Saved entries:
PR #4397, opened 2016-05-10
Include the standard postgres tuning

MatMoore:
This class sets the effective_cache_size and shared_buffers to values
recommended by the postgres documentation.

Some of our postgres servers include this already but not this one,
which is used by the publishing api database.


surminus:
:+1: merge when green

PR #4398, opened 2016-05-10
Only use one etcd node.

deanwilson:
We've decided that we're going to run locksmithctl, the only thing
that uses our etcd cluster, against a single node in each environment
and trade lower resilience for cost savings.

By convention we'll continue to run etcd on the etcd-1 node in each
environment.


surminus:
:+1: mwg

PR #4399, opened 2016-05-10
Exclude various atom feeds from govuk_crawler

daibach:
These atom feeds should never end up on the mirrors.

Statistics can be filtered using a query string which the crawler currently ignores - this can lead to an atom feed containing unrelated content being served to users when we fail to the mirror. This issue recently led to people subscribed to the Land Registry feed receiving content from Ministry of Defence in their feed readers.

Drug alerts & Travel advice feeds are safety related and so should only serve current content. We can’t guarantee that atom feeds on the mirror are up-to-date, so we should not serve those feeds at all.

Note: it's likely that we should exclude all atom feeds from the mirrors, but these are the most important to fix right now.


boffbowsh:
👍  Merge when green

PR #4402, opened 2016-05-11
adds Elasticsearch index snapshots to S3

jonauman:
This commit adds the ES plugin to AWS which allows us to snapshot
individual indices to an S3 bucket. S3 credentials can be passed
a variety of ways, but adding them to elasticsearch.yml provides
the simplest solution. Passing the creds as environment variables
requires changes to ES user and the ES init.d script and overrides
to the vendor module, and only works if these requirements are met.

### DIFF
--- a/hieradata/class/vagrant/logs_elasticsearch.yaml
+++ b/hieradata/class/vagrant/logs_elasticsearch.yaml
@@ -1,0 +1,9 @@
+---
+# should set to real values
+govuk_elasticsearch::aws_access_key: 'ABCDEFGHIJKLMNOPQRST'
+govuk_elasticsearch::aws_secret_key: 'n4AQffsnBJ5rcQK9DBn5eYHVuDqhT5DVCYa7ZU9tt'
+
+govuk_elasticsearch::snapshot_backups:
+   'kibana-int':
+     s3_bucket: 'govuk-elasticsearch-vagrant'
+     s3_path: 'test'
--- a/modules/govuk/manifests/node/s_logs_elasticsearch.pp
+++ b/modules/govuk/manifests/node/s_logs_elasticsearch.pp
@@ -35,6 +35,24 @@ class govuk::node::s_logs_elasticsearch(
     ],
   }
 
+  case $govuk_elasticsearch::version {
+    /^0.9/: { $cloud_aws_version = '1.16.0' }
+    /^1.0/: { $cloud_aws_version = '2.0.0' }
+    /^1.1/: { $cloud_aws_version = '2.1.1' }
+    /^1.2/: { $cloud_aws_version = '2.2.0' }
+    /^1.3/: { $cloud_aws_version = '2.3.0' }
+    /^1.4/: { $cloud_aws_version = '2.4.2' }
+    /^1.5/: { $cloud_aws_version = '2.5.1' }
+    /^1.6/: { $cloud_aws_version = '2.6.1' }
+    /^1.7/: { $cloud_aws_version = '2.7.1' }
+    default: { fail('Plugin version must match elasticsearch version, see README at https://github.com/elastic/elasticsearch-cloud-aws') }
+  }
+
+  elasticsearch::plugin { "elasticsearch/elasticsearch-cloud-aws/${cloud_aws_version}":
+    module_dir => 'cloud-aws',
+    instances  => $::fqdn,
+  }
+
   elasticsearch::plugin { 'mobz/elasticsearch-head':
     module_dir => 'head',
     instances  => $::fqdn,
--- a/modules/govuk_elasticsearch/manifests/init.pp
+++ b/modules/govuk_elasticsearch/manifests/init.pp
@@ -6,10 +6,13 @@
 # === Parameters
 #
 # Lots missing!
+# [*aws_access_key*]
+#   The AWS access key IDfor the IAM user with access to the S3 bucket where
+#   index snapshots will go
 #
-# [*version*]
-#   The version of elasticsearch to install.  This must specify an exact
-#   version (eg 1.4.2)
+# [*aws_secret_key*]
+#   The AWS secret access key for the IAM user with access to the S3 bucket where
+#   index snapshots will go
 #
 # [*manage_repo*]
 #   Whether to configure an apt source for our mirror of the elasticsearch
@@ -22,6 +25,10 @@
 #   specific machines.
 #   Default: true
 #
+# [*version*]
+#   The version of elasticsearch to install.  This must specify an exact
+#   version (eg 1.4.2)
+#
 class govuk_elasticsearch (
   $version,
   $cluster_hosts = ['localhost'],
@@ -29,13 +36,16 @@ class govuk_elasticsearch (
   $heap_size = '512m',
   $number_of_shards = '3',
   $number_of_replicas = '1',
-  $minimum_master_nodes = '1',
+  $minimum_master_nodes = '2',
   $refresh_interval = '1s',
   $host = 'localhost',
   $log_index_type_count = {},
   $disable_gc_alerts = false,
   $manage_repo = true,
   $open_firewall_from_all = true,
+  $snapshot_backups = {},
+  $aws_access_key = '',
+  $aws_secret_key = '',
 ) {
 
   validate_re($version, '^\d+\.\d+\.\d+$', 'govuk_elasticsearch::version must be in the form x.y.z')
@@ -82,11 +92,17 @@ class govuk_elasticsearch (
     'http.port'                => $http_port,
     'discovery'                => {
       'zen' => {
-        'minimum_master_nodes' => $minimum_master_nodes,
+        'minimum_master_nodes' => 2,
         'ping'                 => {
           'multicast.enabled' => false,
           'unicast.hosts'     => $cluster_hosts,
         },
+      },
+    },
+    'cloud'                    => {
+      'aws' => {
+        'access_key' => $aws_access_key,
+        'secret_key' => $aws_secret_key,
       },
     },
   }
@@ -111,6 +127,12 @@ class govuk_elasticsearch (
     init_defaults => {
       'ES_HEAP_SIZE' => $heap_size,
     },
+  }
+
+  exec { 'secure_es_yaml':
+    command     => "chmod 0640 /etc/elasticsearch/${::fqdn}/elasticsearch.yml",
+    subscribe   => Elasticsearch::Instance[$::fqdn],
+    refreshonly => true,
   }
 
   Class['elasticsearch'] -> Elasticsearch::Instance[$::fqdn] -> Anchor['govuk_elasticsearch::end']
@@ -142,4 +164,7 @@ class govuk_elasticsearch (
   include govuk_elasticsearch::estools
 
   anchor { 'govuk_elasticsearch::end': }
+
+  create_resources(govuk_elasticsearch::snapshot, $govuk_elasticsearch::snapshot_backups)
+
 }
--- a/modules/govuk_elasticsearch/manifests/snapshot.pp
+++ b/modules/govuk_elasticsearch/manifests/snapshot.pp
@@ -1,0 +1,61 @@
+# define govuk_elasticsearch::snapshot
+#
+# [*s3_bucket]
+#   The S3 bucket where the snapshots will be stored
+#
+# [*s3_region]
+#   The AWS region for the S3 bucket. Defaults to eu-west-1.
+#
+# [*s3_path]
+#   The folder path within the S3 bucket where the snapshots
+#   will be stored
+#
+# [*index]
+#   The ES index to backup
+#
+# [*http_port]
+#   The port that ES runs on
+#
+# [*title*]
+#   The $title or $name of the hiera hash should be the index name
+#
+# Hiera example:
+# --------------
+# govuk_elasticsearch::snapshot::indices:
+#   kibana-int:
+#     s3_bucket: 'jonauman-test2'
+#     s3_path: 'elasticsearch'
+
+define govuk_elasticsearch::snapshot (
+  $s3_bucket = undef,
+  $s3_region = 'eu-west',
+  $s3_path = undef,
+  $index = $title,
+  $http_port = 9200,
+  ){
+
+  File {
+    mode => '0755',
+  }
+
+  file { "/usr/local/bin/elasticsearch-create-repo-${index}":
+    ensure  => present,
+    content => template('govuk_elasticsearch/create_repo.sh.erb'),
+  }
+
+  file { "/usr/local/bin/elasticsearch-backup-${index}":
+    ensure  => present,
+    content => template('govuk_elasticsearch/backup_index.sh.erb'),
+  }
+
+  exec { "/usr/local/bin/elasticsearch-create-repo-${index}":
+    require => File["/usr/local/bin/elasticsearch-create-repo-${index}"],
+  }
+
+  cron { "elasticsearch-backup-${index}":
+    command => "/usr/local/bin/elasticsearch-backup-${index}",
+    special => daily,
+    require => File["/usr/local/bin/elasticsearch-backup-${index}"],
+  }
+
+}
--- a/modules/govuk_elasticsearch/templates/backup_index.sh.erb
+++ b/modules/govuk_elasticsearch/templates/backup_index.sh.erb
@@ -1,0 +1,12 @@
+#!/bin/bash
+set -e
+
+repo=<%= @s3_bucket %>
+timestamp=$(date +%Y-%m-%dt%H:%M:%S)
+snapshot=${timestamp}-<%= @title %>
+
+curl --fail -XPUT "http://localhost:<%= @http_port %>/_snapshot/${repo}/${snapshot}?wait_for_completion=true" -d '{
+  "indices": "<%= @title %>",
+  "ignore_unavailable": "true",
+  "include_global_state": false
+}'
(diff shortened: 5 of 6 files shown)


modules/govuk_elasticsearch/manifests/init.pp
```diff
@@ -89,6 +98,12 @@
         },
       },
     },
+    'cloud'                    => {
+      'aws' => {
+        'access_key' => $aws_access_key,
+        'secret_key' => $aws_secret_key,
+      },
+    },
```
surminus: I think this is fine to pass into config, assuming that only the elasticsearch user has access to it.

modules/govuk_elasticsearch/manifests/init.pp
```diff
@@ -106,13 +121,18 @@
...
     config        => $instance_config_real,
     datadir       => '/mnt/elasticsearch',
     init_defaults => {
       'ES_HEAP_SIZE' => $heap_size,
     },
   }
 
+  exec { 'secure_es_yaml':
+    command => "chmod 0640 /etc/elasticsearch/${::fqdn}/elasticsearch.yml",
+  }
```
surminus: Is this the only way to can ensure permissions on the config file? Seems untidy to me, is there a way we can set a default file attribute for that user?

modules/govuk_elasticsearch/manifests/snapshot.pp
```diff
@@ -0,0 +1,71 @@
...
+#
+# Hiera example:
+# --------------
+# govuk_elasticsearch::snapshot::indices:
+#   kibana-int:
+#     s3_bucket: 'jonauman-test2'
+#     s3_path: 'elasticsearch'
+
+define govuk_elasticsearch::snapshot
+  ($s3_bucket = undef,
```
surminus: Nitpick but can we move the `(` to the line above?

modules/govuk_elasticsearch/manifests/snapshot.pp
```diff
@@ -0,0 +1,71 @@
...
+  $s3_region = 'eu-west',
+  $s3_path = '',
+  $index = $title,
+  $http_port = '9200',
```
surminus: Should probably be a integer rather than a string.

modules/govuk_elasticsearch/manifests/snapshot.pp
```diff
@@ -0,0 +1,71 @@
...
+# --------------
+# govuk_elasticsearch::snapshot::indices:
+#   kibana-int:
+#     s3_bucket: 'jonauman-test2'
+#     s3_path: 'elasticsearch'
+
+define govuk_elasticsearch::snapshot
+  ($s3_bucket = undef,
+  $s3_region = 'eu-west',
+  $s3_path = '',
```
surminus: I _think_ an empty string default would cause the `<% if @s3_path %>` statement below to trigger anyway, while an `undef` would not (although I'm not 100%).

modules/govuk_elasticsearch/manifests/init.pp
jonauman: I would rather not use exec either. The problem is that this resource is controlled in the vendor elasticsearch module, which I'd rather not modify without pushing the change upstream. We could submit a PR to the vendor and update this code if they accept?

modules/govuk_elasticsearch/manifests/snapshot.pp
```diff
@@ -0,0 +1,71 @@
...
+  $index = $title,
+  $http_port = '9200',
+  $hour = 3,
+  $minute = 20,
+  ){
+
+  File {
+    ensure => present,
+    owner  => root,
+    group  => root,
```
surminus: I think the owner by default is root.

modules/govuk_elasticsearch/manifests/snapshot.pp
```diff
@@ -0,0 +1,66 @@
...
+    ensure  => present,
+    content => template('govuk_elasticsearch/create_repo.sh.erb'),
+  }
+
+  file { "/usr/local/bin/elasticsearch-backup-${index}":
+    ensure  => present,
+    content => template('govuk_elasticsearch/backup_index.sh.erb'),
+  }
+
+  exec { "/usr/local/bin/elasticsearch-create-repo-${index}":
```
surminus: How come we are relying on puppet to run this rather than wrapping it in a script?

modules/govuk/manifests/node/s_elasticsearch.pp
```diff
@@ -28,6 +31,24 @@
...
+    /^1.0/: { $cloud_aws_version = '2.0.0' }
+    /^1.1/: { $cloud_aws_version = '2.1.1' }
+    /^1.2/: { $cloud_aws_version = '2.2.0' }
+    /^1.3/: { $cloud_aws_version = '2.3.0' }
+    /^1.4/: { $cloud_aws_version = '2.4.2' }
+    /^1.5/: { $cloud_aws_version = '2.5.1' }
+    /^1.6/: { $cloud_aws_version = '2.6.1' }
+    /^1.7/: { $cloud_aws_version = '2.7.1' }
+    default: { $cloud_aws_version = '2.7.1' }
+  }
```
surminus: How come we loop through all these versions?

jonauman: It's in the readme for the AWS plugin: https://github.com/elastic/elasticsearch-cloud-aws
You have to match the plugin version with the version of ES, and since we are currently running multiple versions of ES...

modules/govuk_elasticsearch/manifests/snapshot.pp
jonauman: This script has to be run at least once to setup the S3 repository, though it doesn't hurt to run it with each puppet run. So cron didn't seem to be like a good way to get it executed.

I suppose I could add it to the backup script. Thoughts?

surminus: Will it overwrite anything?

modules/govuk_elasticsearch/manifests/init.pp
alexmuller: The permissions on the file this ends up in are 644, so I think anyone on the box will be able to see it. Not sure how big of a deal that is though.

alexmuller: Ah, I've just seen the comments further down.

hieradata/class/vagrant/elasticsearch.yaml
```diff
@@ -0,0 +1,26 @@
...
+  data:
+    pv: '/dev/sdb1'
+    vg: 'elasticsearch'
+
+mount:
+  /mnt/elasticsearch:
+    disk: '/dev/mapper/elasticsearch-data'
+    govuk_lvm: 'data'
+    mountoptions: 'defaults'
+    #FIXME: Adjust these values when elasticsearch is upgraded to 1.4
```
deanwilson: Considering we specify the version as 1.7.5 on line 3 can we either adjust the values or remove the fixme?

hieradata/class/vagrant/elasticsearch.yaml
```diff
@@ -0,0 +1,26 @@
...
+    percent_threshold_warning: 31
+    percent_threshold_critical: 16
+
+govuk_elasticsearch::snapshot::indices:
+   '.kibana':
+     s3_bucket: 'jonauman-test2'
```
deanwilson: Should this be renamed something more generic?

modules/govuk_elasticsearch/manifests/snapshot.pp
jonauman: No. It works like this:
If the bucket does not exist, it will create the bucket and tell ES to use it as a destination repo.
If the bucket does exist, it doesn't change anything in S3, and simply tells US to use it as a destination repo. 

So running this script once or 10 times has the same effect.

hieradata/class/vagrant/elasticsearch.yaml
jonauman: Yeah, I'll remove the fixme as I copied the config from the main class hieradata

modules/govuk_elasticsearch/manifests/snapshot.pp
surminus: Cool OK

## Task objective
Search each line of the data above for "define", and copy the lines where it occurs.

## Answer section
+# define govuk_elasticsearch::snapshot
+define govuk_elasticsearch::snapshot (
+define govuk_elasticsearch::snapshot
+define govuk_elasticsearch::snapshot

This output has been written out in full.